Thursday, April 25, 2013


my sister asked me the other day if i think in dollars instead of having to revert everything back to sterling and my answer was not what i had expected. 
when we first arrived we thought everything was super expensive, mainly because at first glance the number (even though in $) is more than you expect from £'s. but i've got used to that. the problem i have now is differentiating between expensive items and bargains, both in dollars and pounds. i seem to have lost all concept of the true value of a product. is $4.95 for a gallon of milk reasonable? i just have no idea. maybe, with more time, my sense for this will return, but for now i guess i should make the most of being blissfully unaware of the earth shattering price for my milk.

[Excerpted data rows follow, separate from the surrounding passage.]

PR #412, opened 2019-01-17
Fix confusion when an organisation is adding IPs for the first time with no existing locations

Renny4Real:
**WHY:**
When a user's organisation has no locations and the user wants to add an IP, they get an empty drop-down selector in the "Add IP address" flow. A link to `Add a new location` is present but may cause confusion for a user whose desire is to **add a new IP address** since it is not stated that a location is required first before adding an IP address.

**Current Display for organisations without any locations:**
screenshot 2019-01-17 at 12 17 25

**Current Display for organisations with at least one location:**
screenshot 2019-01-17 at 12 21 48

**IN THIS PR:**
- A working suggestion is to redirect the user to the `new_location_path` when they click on the `add an IP address` button, if their organisation has not added any locations. 
- When they land on the page, a message is displayed to explain to the user that their organisation has no locations to add an IP address to. This message will only been shown if the user's organisation has no locations.

**Step 1:**
screenshot 2019-01-17 at 11 58 22

**Step 2:**
screenshot 2019-01-17 at 11 57 20

**Suggestions/feedback would be appreciated.**

### DIFF
--- a/app/views/locations/new.erb
+++ b/app/views/locations/new.erb
@@ -19,7 +19,7 @@
     <%= link_to 'Back to list', ips_path, class: 'govuk-back-link' %>
 
     <% if current_organisation.locations.empty? %>
-      <h2 class='govuk-heading-l'>Add your first location and IP address(es)</h2>
+      <h2 class='govuk-heading-l'>Add your first location and IP addresses</h2>
     <% else %>
       <h2 class='govuk-heading-l'>Add a new location</h2>
     <% end %>
--- a/app/views/locations/new.erb
+++ b/app/views/locations/new.erb
@@ -15,18 +15,16 @@
 <% end %>
 
 <div class='govuk-grid-row'>
-  <div class='govuk-grid-column-two-thirds'>
+  <div class='govuk-grid-column-full'>
     <%= link_to 'Back to list', ips_path, class: 'govuk-back-link' %>
 
     <% if current_organisation.locations.empty? %>
-      <h2 class='govuk-heading-l'>Add a new location</h2>
-      <div class="govuk-inset-text">
-        <strong>You have no existing locations to add a new IP address to.</strong>
-      </div>
+      <h2 class='govuk-heading-l'>Add your first location and IP address(es)</h2>
     <% else %>
       <h2 class='govuk-heading-l'>Add a new location</h2>
     <% end %>
-
+  </div>
+  <div class='govuk-grid-column-two-thirds'>
     <%= form_for @location, html: { autocomplete: "off" } do |f| %>
       <div class="govuk-form-group">
         <%= f.label :address, class: 'govuk-label' %>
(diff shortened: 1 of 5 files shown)


app/views/locations/new.erb
```diff
@@ -18,7 +18,14 @@
   <div class='govuk-grid-column-two-thirds'>
     <%= link_to 'Back to list', ips_path, class: 'govuk-back-link' %>
 
-    <h2 class='govuk-heading-l'>Add a new location</h2>
+    <% if current_organisation.locations.empty? %>
```
kjdchapman: I like the idea, but I worry that it'll be brittle. If we changed the way the user flows through the app, the message might end up confusing.

Still, it's better than what we have now - if no-one else is weighing in with objections, I'd be happy for us to start with this.

app/views/locations/new.erb
```diff
@@ -18,7 +18,14 @@
...
+      <h2 class='govuk-heading-l'>Add a new location</h2>
+      <div class="govuk-inset-text">
```
kjdchapman: I'm not sure if the `inset-text` styling is useful to highlight this message or not. I'd try it as just a paragraph and see what it looks like.

app/views/locations/new.erb
```diff
@@ -18,7 +18,14 @@
...
+        <strong>You have no existing locations to add a new IP address to.</strong>
```
kjdchapman: I'm trying to work out what confusion this message deals with, or if it's just as clear without it.

I considered:
```suggestion
        <strong>You must add a location with your first IPs.</strong>
```
but this might suggest to some users that they can't use this form yet, and need to find some "new location" in the app before they're allowed to use it.

Then there's just the straight re-word of what you have:
```suggestion
        <strong>You have no locations to which you can add a new IP.</strong>
```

the other money troubles i've run into on this journey have been rather more embarrassing. the first four months i looked like a tourist when paying with change. i would inspect each coin closely, only to see 'one dime' printed onto it and be none the wiser as to its value. and so i would defer to my touristy ways - i'd hold out all my shrapnel to the shop assistant who would then have to pick her way through my change to find the correct amount.  i have since learnt that a dime is 10cent and a nickel is 5 cents.despite my new found knowledge i still can't pay correctly with my loose change because its the size that fools me. a dime (10c) is the size of a 5 pence coin and a nickel (5c) the size of a 10 pence. so i've decided to employ fear avoidance tactics. i don't use change. only thing is that we are gathering a rather hefty stash of shrapnel now........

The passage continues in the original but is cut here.